Со всеми, с кем пришлось знакомиться во время путешествия, она вела себя как нельзя лучше. Даже когда ей до смерти скучно, с уст не сходит ласковая улыбка. Уже научилась следовать за королем, отступив на полшага, изображать скромную, подобающую доброй супруге покорность. В постели трудится словно шлюха, которой щедро заплатили, сидит рядом с ним за столом во время обеда и даже носик не морщит, когда он пускает газы. Она, конечно, глупая, самовлюбленная девчонка, но из нее в конце концов может получиться неплохая королева. А если подарит английскому престолу сына, проживет достаточно долго, чтобы успеть стать обожаемой подданными королевой.
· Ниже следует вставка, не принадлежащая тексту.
PR #674, opened 2026-07-21
ci: stabilize nightly flakes (timing, starvation, capture)

### LINKED ISSUE #672: 🌙 Nightly build failure - 2026-07-21
The nightly build failed. Please check the [workflow run](https://github.com/DROOdotFOO/raxol/actions/runs/29803916178) for details.

DROOdotFOO:
## What

Stabilizes the nightly build, red for several nights (#672, #664, #486). Root-caused three distinct **flake classes** — none is a product bug — from the actual run logs.

### 1. Timing-assertion flake (fails every night in Extended Scenarios)
`test/property/core_property_test.exs` "parser performance scales sub-quadratically" is a wall-clock `assert ratio < max_ratio`. It is already `@tag :skip_on_ci`, but two lanes ignored the tag:
- nightly `extended-scenarios` runs `mix test --only property` (no `--exclude skip_on_ci`)
- ci-unified `property` job runs `mix test test/property` **by path** (tags don't filter)

Both now pass `--exclude skip_on_ci`. Verified: `core_property_test.exs --exclude skip_on_ci` -> `9 passed, 1 excluded`.

### 2. Heavy emulator-replay starvation (fails multiple matrix cells, varies by night)
The `test/harness/` surface suites + `renderer_seal_once` are CPU-bound emulator replays. On slow matrix legs (Elixir 1.17/1.18, macOS 2-3 core) the default async pool co-schedules several and starves each of cores, blowing the 60s/180s bounds — a runner-load artifact the code already documents. Different suites tip over on different nights (`T13aSurfaceTest`, `ProjectionPanelsSurfaceTest`, `LiveSessionDriverTest`, `RendererSealOnceTest`, ...).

Король, во всяком случае, от нее просто без ума. Во всем ей потакает, так что мне не составляет труда как можно чаще впускать Калпепера в спальню. В Понтефракте, правда, случились кое-какие неприятности — король без предупреждения послал к ней сэра Энтони Денни, а она в это время заперлась с Томасом. Денни подергал за ручку двери и ушел ни с чем. В другой раз король заворочался в кровати, а они в соседней комнате, прямо за стенкой, обделывали свои делишки. Пришлось ей, не стерев пота и следов поцелуев, нестись обратно в постель к старику. Если бы все вокруг гноем не провоняло, король враз учуял бы запах похоти. Как-то им приспичило заняться этим делом в отхожем месте, комнатке с каменными стенами, нависающей надо рвом. Ловкий кавалер вскарабкался по наружной лестнице, а она сказала придворным дамам, что у нее живот прихватило. Пока мы торопливо готовили целительное питье, эта парочка провела часок-другой в приятных занятиях. Не опасайся я, что их застукают, можно бы вдоволь посмеяться. Только поблизости от этой парочки мне не до смеха, я трясусь от страха и задыхаюсь от вожделения — жуткая смесь.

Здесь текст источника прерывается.